■ **Saved entries**:
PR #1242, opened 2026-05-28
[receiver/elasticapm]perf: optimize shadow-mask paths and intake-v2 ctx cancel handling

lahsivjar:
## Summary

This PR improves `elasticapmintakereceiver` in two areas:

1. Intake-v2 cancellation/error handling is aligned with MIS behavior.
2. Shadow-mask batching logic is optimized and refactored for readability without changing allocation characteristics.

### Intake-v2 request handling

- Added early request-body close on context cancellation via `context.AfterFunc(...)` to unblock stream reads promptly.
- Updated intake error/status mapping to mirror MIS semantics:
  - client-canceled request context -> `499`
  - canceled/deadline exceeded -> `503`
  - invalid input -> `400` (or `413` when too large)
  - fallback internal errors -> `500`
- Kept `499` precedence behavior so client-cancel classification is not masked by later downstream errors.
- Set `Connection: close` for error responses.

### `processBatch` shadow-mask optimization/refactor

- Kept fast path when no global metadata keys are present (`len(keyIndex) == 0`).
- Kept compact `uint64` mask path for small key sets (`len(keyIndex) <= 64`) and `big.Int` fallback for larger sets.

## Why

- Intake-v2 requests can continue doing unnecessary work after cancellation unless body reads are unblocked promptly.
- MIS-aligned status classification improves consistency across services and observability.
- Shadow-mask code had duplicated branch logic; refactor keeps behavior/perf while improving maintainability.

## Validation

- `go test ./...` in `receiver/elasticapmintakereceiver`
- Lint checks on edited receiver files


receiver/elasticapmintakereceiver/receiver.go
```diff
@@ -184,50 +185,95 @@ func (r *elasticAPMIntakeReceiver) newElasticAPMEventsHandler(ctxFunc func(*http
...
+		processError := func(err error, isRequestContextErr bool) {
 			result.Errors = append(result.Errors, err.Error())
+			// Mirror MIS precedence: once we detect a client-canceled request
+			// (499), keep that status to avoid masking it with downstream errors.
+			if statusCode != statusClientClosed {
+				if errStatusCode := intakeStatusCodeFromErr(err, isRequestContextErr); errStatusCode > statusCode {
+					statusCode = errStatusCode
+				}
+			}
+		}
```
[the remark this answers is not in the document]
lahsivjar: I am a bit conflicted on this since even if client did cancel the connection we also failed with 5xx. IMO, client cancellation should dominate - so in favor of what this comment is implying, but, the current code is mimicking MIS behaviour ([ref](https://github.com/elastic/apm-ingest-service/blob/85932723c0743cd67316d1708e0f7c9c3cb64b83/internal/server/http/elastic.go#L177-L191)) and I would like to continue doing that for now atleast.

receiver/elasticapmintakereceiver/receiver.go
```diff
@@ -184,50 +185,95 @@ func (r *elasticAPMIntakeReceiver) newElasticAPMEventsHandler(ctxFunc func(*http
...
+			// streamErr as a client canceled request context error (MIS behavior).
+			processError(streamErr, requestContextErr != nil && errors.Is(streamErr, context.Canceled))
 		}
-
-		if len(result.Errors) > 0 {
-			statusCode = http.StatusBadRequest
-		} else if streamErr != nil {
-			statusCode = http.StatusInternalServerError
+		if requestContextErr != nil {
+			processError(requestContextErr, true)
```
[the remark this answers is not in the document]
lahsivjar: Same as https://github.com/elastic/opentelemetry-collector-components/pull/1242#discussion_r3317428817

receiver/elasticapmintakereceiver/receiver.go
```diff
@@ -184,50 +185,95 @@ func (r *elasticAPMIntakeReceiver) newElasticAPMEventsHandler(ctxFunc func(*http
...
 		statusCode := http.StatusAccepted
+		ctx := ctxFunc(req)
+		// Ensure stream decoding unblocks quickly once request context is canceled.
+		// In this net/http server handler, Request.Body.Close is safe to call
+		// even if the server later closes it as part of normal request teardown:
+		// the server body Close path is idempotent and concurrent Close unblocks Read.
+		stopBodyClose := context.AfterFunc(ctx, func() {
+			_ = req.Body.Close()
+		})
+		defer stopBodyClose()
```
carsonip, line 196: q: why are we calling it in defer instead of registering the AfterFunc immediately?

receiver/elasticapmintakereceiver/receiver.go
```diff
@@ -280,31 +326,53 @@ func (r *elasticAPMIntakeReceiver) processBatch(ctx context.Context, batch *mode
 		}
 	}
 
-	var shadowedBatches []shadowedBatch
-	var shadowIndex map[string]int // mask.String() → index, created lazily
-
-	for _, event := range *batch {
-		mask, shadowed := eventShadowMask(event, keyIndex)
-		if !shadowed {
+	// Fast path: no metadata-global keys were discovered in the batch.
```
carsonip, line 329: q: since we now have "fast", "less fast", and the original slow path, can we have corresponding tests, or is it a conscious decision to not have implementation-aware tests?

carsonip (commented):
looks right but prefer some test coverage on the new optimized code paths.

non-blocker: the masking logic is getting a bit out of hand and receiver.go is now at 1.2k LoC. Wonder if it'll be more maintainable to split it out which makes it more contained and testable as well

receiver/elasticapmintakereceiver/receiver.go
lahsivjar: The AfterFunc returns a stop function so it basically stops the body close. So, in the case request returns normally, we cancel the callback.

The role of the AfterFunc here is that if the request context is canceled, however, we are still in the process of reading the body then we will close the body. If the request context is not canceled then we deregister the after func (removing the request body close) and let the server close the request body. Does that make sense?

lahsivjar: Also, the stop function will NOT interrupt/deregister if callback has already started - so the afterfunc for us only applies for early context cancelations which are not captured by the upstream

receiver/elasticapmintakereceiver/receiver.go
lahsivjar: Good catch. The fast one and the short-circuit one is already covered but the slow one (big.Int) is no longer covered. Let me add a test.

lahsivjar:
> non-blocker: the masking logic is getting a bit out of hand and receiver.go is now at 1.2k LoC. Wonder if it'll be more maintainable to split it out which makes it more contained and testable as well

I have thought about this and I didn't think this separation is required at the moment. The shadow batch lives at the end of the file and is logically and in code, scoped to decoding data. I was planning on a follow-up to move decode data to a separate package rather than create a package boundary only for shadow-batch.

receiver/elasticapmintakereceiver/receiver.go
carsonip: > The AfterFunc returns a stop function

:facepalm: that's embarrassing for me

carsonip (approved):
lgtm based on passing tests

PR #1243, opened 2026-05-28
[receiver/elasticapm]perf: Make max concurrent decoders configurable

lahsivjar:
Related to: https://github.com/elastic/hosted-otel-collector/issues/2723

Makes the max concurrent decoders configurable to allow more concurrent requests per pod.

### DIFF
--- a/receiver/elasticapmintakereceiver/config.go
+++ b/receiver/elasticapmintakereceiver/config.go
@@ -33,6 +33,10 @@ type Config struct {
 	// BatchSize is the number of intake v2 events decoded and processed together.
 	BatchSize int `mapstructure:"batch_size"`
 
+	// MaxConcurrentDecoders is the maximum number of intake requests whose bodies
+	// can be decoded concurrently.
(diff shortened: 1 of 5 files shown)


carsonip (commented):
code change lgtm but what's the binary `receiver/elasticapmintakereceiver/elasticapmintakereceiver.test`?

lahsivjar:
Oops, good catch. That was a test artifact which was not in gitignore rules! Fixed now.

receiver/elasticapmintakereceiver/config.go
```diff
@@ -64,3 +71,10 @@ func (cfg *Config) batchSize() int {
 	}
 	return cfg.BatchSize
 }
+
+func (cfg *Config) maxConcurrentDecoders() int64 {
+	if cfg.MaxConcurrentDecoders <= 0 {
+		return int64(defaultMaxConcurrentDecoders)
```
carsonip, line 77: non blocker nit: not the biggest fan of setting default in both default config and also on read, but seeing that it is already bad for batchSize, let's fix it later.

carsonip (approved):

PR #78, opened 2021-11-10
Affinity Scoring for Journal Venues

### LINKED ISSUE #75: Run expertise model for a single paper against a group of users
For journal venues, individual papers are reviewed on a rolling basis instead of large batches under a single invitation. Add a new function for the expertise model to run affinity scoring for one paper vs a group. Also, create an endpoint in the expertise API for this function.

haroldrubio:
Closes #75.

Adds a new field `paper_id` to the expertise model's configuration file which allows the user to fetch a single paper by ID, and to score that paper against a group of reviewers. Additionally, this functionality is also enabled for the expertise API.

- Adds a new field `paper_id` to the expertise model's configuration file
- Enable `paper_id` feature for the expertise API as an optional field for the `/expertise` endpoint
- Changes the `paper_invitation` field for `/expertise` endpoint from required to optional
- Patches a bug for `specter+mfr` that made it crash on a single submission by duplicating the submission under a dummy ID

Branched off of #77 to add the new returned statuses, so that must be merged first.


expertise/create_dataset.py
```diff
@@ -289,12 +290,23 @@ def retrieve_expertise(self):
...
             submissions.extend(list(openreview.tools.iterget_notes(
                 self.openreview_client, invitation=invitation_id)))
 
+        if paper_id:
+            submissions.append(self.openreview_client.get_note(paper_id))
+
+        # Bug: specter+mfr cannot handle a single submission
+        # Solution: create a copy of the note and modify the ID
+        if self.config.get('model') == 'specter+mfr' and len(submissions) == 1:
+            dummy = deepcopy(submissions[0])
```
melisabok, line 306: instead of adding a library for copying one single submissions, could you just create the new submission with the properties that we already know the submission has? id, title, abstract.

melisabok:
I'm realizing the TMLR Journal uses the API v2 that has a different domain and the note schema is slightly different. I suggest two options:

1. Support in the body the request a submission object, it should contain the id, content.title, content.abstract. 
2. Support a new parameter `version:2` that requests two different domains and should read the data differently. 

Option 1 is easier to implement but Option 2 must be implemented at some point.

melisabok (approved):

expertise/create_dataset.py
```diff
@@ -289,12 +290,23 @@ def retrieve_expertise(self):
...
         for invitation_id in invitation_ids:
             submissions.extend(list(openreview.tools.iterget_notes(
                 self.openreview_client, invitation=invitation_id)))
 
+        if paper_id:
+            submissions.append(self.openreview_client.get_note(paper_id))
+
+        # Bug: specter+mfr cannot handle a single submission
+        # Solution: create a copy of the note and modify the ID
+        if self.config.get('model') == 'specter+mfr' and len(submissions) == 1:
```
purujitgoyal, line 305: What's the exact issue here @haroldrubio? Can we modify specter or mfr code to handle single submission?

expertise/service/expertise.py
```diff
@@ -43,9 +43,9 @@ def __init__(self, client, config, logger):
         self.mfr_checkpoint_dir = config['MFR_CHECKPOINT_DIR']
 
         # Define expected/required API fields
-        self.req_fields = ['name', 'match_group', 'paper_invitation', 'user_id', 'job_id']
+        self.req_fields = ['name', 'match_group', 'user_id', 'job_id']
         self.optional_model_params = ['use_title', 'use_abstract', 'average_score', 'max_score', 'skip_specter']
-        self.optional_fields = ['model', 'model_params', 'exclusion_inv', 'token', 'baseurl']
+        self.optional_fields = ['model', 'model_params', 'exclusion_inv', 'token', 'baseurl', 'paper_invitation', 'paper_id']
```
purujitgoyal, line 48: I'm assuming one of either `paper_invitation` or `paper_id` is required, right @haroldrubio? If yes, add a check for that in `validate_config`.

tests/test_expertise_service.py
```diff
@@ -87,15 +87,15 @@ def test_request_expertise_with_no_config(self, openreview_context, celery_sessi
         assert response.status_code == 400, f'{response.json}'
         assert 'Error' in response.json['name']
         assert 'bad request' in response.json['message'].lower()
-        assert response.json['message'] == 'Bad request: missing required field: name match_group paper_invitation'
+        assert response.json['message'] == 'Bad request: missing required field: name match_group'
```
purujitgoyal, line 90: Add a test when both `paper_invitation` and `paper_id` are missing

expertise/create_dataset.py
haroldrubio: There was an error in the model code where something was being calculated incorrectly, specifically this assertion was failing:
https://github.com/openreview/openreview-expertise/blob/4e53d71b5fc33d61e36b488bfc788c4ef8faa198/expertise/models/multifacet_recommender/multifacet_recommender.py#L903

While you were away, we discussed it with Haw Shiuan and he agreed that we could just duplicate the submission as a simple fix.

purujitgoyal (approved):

■ **Problem statement**:
Give the count of lines in the records above that hold the string "once", and only that count.

■ **Answer space**:
2